===== MATERIAL TO PROCESS =====

PR #909, opened 2026-09-06
feat(effect): rework Logger for v4, and fix a secret leak in annotation redaction

### LINKED ISSUE #900: Effect v4 phase 3: rewrite Logger/LogLevel and the @effect/opentelemetry module renames

chav-aniket:
## Summary

Phase 3 of the Effect v4 migration (#895), closing #900. Stacked on #908 (phase 2).

**This phase found a live secret leak that predates the migration**, and fixing it is the larger half of the diff. See Decisions.

The mechanical half: v4 rewrote `Logger` and made `LogLevel` string literals. `Logger.replace(defaultLogger, x)` → `Logger.layer([x])`, `Logger.pretty` → a layer of `consolePretty()` + `tracerLogger`, `Logger.withMinimumLogLevel(LogLevel.X)` → `Effect.provideService(References.MinimumLogLevel, "X")`. Note **`"Warn"`, not v3's `"Warning"`**.

> [!important] Red by design — do not enable auto-merge
> 621 errors remain, **all** Schema (#901, #902). Zero Logger or LogLevel errors anywhere. #902 is the first phase whose CI can pass.

## Workspaces affected

`@shared/observability`, `@shared/email`, `@osn/api`, `@pulse/api`, `@zap/api`. One changeset; no `@cire/*` package is touched.

## Issues

- Closes #900
- Part of #895; follows #899 (#908)
- **A security finding here needs its own tracker issue** — see below. It is not filed yet because `xchromo/osn-tracker` is not in this session's scope.

### The annotation redaction has never worked — this fixes it

`redact()` matches the deny-list against an object's **keys**. The v3 logger mapped over each annotation **value**:

```ts
annotations: HashMap.map(options.annotations, (value) => redact(value))
```

So `redact` only ever saw a bare scalar with no key attached, and passed it through. **`Effect.annotateLogs({ accessToken })` reached the sink in clear** — as did `refreshToken`, `idToken`, `email`, `handle`, and every other deny-listed key, on every tier, for as long as this has been in place.

Verified rather than inferred: restoring the per-value form fails the new test with `expected 'eyJsecret' to be '[REDACTED]'`.

**This affects `main` today** and is fixable there independently of this migration — the same one-line change applies to the v3 code. It should not wait for the Schema phases.

**Nothing caught it because the test named for catching it didn't test it.** `layer.test.ts` had a case called *"end-to-end: `Effect.logInfo` with secret annotations emits a redacted entry"* which built the layer into an unused `_loggerLayer`, provided a **raw** capture logger with no redaction in the chain, and asserted the annotation came through **unredacted**. Its own comment admitted this; only the name was wrong. Redaction was covered by `redact.test.ts` at the pure-function level and nowhere else.

### Redaction moves to the output side, because v4 removed the input

v4 moved annotations off `Logger.Options` (now just `message`, `logLevel`, `cause`, `fiber`, `date`) and onto the fiber, read via `References.CurrentLogAnnotations`. There is no input to intercept any more, and **dropping the annotation pass compiles cleanly** while every annotated secret reaches the sink.

The replacement wraps `Logger.formatStructured`, whose output object already carries the resolved `message` and `annotations` record. Arguably better than the v3 shape: it scrubs whatever the formatter resolved, wherever it came from.

### `Logger.tracerLogger` gets one definition, not eleven

`Logger.layer` replaces the **whole** active set — unlike v3's `Logger.replace`, which swapped one logger and left the rest standing. Omit `tracerLogger` and log-to-span correlation disappears with no error and no failing type-check.

The four dev entrypoints provided `Logger.pretty` in eleven places. Rather than inlining `Logger.layer([consolePretty(), tracerLogger])` eleven times — one careless edit away from losing it in one of them — that is now `PrettyLoggerLive`, exported once from `@shared/observability`.

Before adding the import to zap's **Worker** entry I checked that `@shared/observability` is already in that bundle's graph via `app.ts`, so this pulls in nothing new and does not disturb the workerd carve-out.

`{ mergeWithExisting: true }` is **not** the v3 equivalent, incidentally: it *adds* to the set, leaving the default logger running alongside so every line is emitted twice.

### Local loses ANSI colour

`consolePretty` is opaque — no seam to redact through it. So local now gets an indented structured rendering rather than coloured pretty output. The trade is one redaction point covering every tier over prettier local logs. **Reversible if that is the wrong call**, at the cost of local logs going unredacted.

### The JSON severity field is now `level`

v4's structured output names it `level`, not `logLevel`. **Grafana queries, panels and alerts filtering on the old name match nothing.** No dashboards are committed to this repo — they live in Grafana Cloud, so that migration is yours to do by hand. Recorded in `wiki/observability/logging.md`.

### `wiki/observability/logging.md` overstated the control

Its §Redaction claimed coverage the code did not deliver. It now records what actually happens, names the v3 bug rather than editing it out, and carries the `level` rename.

## Test plan

- **A real end-to-end redaction test**, replacing the misnamed one. Runs the actual layer, reads what reaches stdout, asserts a deny-listed key is `[REDACTED]` and an allow-listed one survives. **Verified non-vacuous**: restoring the per-value form fails it.
- **621 errors, down from 728**, and **zero** are Logger or LogLevel — the signal this phase is complete. Every remaining one is Schema.
- **608 tests pass across 8 fully-green packages**: `@shared/observability` 92, `@shared/email` 55, `@shared/db-utils` 59, `@shared/crypto` 84, `@shared/redis` 81, `@osn/db` 107, `@pulse/db` 104, `@zap/db` 26. Observability and email are new this phase.
- The existing `makeLoggerLayer output format` block still passes — it runs the real layer per tier and treats empty output as failure, which is the "deployed tier goes silent" guard.
- **`bun run fmt:check`** passes; **`scripts/validate-changesets.sh`** passes.

Not run, deferred to #903: full suite, both D1 tiers, `bun run build`, dev-tier verification. Nothing deploys off `effect-v4`.

---

### DIFF
--- a/.changeset/effect-v4-phase-3.md
+++ b/.changeset/effect-v4-phase-3.md
@@ -1,0 +1,34 @@
+---
+"@shared/observability": minor
+"@shared/email": patch
+"@osn/api": patch
+"@pulse/api": patch
+"@zap/api": patch
+---
+
+Rebuild the logger for Effect v4, and fix a secret leak in annotation redaction.
+
+`redact()` matches the deny-list against an object's **keys**, and the v3 logger
+mapped over each annotation **value** — so it only ever saw a bare scalar with no
+key attached and passed it through. `Effect.annotateLogs({ accessToken })`
+reached the sink in clear, along with every other deny-listed key, on every tier.
+The record is now passed whole.
+
+v4 moved annotations off the logger's `Options` and onto the fiber, so redaction
+moves to the output side, wrapping `Logger.formatStructured`. `Logger.layer`
+replaces the whole active set, so `Logger.tracerLogger` is listed explicitly —
+omitting it drops log-to-span correlation silently. `LogLevel` is now string
+literals (`"Warn"`, not v3's `"Warning"`), and the minimum level is a
+`References.MinimumLogLevel` service rather than `Logger.minimumLogLevel`.
+
+Adds `PrettyLoggerLive` for the dev-server entrypoints, replacing v3's
+`Logger.pretty`. It exists as one export rather than eleven inline
+`Logger.layer([…])` arrays so `tracerLogger` has a single place to be got right.
+
+Local output loses ANSI colour for an indented structured rendering:
+`consolePretty` is opaque, so there is no seam to redact through it, and one
+redaction point covering every tier is the better trade.
+
+**The JSON severity field is now `level`, not `logLevel`.** Grafana queries,
+panels and alerts filtering on the old name match nothing and must be updated in
+Grafana Cloud by hand.
--- a/osn/api/src/local.ts
+++ b/osn/api/src/local.ts
@@ -1,5 +1,5 @@
 import { DbLive } from "@osn/db/service";
-import { initObservability } from "@shared/observability";
+import { initObservability, PrettyLoggerLive } from "@shared/observability";
 import { Effect, Layer, Logger } from "effect";
 
 import { createApp, type App } from "./app";
@@ -107,7 +107,7 @@ export function startBunServer(
       yield* Effect.logInfo("osn-app listening");
     }).pipe(
       Effect.annotateLogs({ port: String(port), service: SERVICE_NAME }),
-      Effect.provide(Logger.pretty),
+      Effect.provide(PrettyLoggerLive),
       Effect.provide(observabilityLayer),
     ),
   );
--- a/osn/api/tests/lib/email-layer.test.ts
+++ b/osn/api/tests/lib/email-layer.test.ts
@@ -62,13 +62,13 @@ describe("selectEmailLayer", () => {
 
   it("creds absent + non-local + opt-in set → emits a loud degraded-mode startup warning (no PII)", () => {
     const lines: string[] = [];
-    const captureLayer = Logger.replace(
-      Logger.defaultLogger,
+    const captureLayer = Logger.layer([
+      // v4 log levels are string literals, so there is no `.label` to read.
       Logger.make(({ message, logLevel }) => {
         const msg = Array.isArray(message) ? message.join(" ") : String(message);
-        lines.push(`[${logLevel.label}] ${msg}`);
+        lines.push(`[${logLevel}] ${msg}`);
       }),
-    );
+    ]);
 
     // Selection emits the loud warning synchronously through the supplied
     // observability layer.
--- a/osn/api/tests/services/auth.test.ts
+++ b/osn/api/tests/services/auth.test.ts
@@ -2,7 +2,7 @@ import { it, expect, describe } from "@effect/vitest";
 import { passkeys } from "@osn/db/schema";
 import { Db } from "@osn/db/service";
 import { EmailError, EmailService, makeLogEmailLive } from "@shared/email";
-import { Effect, Layer, Logger, LogLevel } from "effect";
+import { Effect, Layer, Logger, References } from "effect";
 import { beforeAll } from "vitest";
 
 import { createInMemoryRotatedSessionStore } from "../../src/lib/rotated-session-store";
@@ -937,7 +937,7 @@ describe("LogEmailLive local-mode behaviour", () => {
         : String(options.message);
       captured.push(msg);
     });
-    const loggerLayer = Logger.replace(Logger.defaultLogger, sinkLogger);
+    const loggerLayer = Logger.layer([sinkLogger]);
     return { captured, loggerLayer };
   }
 
@@ -947,7 +947,10 @@ describe("LogEmailLive local-mode behaviour", () => {
     return Effect.gen(function* () {
       yield* svc
         .beginRegistration("dev@example.com", "devuser", "1990-01-01", "Dev User")
-        .pipe(Effect.provide(loggerLayer), Logger.withMinimumLogLevel(LogLevel.Debug));
+        .pipe(
+          Effect.provide(loggerLayer),
+          Effect.provideService(References.MinimumLogLevel, "Debug"),
+        );
 
       // Log line: template + subject + to, no OTP code.
       const emailLogs = logLines.filter((l) => l.includes("[email:log]"));
--- a/osn/api/tests/services/auth/helpers.test.ts
+++ b/osn/api/tests/services/auth/helpers.test.ts
@@ -1,4 +1,4 @@
-import { Effect, Logger, LogLevel } from "effect";
+import { Effect, Logger, References } from "effect";
 import { afterEach, describe, expect, it, vi } from "vitest";
 
 /**
@@ -38,14 +38,13 @@ async function capture(effect: Effect.Effect<void>): Promise<string[]> {
   await Effect.runPromise(
     effect.pipe(
       Effect.provide(
-        Logger.replace(
-          Logger.defaultLogger,
+        Logger.layer([
           Logger.make(({ message }) => {
             lines.push(String(message));
           }),
-        ),
+        ]),
       ),
-      Logger.withMinimumLogLevel(LogLevel.Debug),
+      Effect.provideService(References.MinimumLogLevel, "Debug"),
     ),
   );
   return lines;
--- a/pulse/api/src/local.ts
+++ b/pulse/api/src/local.ts
@@ -1,5 +1,5 @@
 import { DbLive } from "@pulse/db/service";
-import { initObservability } from "@shared/observability";
+import { initObservability, PrettyLoggerLive } from "@shared/observability";
 import type { ClientIpOptions } from "@shared/rate-limit";
 import { Effect, Logger } from "effect";
 
@@ -94,7 +94,7 @@ if (nonLocal && !oidc) {
   void Effect.runPromise(
     Effect.logError(
       "pulse-api: OIDC sign-in disabled — set OSN_ISSUER_URL, OSN_JWKS_URL, PULSE_API_ORIGIN, OSN_OIDC_CLIENT_ID and OSN_OIDC_CLIENT_SECRET to enable it",
-    ).pipe(Effect.provide(Logger.pretty), Effect.provide(observabilityLayer)),
+    ).pipe(Effect.provide(PrettyLoggerLive), Effect.provide(observabilityLayer)),
   ).catch(() => undefined);
 }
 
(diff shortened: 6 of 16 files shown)


chav-aniket:
## CI red on `466f81c`, by design — and every remaining failure is Schema

Not fixing them here. These are this PR's failures, caused deliberately, and they close in #901 and #902. Per #896 there is no green intermediate state; #902 is the first phase whose CI can pass.

| Check | Cause | Fixed by |
| --- | --- | --- |
| Lint & Format | 621 errors via oxlint's `import(namespace)` rule, all `Schema.*`. **`fmt:check` alone passes** | #901, #902 |
| OpenAPI Freshness | Runtime crash — see below | #901, #902 |
| Type Check | Same 621 | #901, #902 |
| Build & Test | Same, plus the nine packages whose suites fail at import time | #901, #902 |
| Require changeset | ✅ success | — |
| Scripts | ✅ success | — |

**Do not enable auto-merge.**

### The Logger work is complete, and the numbers say so

728 errors after phase 2 → **621** here, and **zero** are Logger or LogLevel. I checked the whole inventory for any symbol outside the Schema family and found none. Every one of the eight fully-green packages passes its suite — **608 tests** — with `@shared/observability` (92) and `@shared/email` (55) new this phase.

### OpenAPI Freshness moved on again

The useful signal from this job, third phase running. It *executes* the API rather than reading its types, so it clears only when the last runtime-breaking call goes:

| Phase | Crash |
| --- | --- |
| #906 | `TypeError: Layer.scoped is not a function` — `shared/redis/src/service.ts:36` |
| #908 | `TypeError: Schema.minItems is not a function` — `pulse/api/src/services/events.ts:62` |
| #909 (here) | `pulse/api` still `Schema.minItems`; `osn/api` now `TypeError: Schema.filter is not a function` — `osn/api/src/services/auth/helpers.ts:328` |

Both generators are now blocked purely on `Schema`, which is #901's work. `git status shared/openapi/` is clean, so no committed spec has drifted behind the crash.

### One thing on this PR is not a migration matter

The annotation redaction bug this PR fixes **exists on `main` right now** — `Effect.annotateLogs({ accessToken })` logs the token in clear, and has for as long as that code has existed. The fix here is stacked four PRs deep and will not reach `main` for a while.

The same one-line change applies to the v3 code unchanged. It should not wait on this stack, and it wants a tracker issue rather than a public one. Both are with the repo owner.

### Not re-running anything

Deterministic compile and import failures, not flakes.


---

chav-aniket:
Correction to the table above: `Build & Test` reports **seven** failing packages on this head, not nine.

```
Failed: @cire/api#test, @osn/api#test, @osn/client#test,
        @osn/social#test, @osn/ui#test, @pulse/api#test, @zap/api#test
```

I carried the nine over from #908 while the job was still in progress. The two that dropped off are `@shared/email` and `@shared/observability` — precisely the ones this phase finishes — so the number moving is the evidence that the Logger work landed, and it was worth not leaving it stale.

The remaining seven are unchanged in kind: all fail at import time on a `Schema.*` call, and all close in #901 and #902.


---

chav-aniket:
## Correction: I overstated the redaction bug

My comment above, and this PR's body, describe the annotation-redaction bug as an active leak — *"`Effect.annotateLogs({ accessToken })` reached the sink in clear"*. **That was wrong**, and I only found the bound after writing it. Two things limit it, both now verified:

- **Only top-level annotation keys escaped.** `redact(value)` still ran on every value, so a secret nested inside an annotation object was scrubbed exactly as intended.
- **No call site annotates a deny-listed key.** The annotation keys actually in use across the repo are `service`, `reason`, `error`, `port`, `entitlement`, `enquiryId`, `template`, `tag`, `limit`, `directoryVendorId`, `declared`, `contentType`. None is on the deny-list.

So **nothing has been leaking**. What was broken is the control, not the output: the first `Effect.annotateLogs({ accessToken })` anyone wrote would have gone out in clear, silently, with no failing test to catch it. Latent, not active — and rated medium rather than high on that basis.

Everything else in the analysis stands: the mechanism was wrong, the guard test was fake, and both are fixed.

**The `main` fix is now open as #910**, independent of this stack, with the finding recorded privately in `xchromo/osn-tracker#637`. The v4 shape here (redacting the resolved record on the output side) is unchanged and still correct — it was never the per-value form.


---

chav-aniket:
## 📚 Effect v4 stack — 3 of 6 ← **you are here**

| # | PR | Base | CI |
|---|---|---|---|
| **3** | **#909 — Logger rework** | #908 | 🔴 by design |

**Merge bottom-up into `effect-v4`**, then `effect-v4` → `main`. Do **not** enable auto-merge on 1–4; their CI cannot go green (#896).

### Two claims in this PR's description are now known to be wrong — both corrected in #913

**1. "`consolePretty` is opaque — no seam to redact through it."** False. v4 exposes the entry on the *input* side: `Logger.Options` carries `message`, and the pretty logger reads annotations via `fiber.getRef(References.CurrentLogAnnotations)`. Shadowing both and delegating to an untouched `consolePretty` redacts it while Effect keeps colour, spans, `LogToStderr` and the fiber id.

So the trade recorded here — *"local loses ANSI colour… one redaction point covering every tier over prettier local logs"* — **was never a real trade**. #913 restores colour to `local` *and* redacts it, and makes `PrettyLoggerLive` redacting too, which removes the unredacted-logger category from the codebase entirely.

**2. The description called the annotation redaction bug a live leak.** It is not: no call site annotates a deny-listed key. That was corrected on #910 at the time; repeating it here so this description is not read at face value later.

### Also traceable to this PR

`zap/api/src/index.ts` — a **deployed** Worker — was left on the unredacted `PrettyLoggerLive` by this phase's mechanical `Logger.pretty` → `PrettyLoggerLive` rename. Pre-existing (v3's `Logger.pretty` was equally unredacted at the same two lines), fixed in #913. Filed alongside it: `xchromo/osn-tracker#639`, that `Logger.tracerLogger` ships raw annotations, messages and causes to Grafana on **every** tier, bypassing the deny-list — which this PR's `Logger.layer([redacting, tracerLogger])` shape does not address.

```bash
gh stack link 906 908 909 911 912 913
```

---

chav-aniket:

Closing rather than merging: GitHub does not auto-close on a direct push to a non-default base, and this PR's CI is red by design (#896). **#900 is not closed by this** — the `effect-v4` → `main` PR carries `Closes #896`…`#903`.

Two claims in this PR's description were later shown wrong and are corrected in #913: `Logger.consolePretty()` is **not** opaque (so `local` losing ANSI colour was an unnecessary trade — it is now redacted *and* coloured), and the annotation-redaction bug was latent rather than a live leak.

---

=====

Copy each line above holding "mode".

   it("creds absent + non-local + opt-in set → emits a loud degraded-mode startup warning (no PII)", () => {
@@ -937,7 +937,7 @@ describe("LogEmailLive local-mode behaviour", () => {
@@ -947,7 +947,10 @@ describe("LogEmailLive local-mode behaviour", () => {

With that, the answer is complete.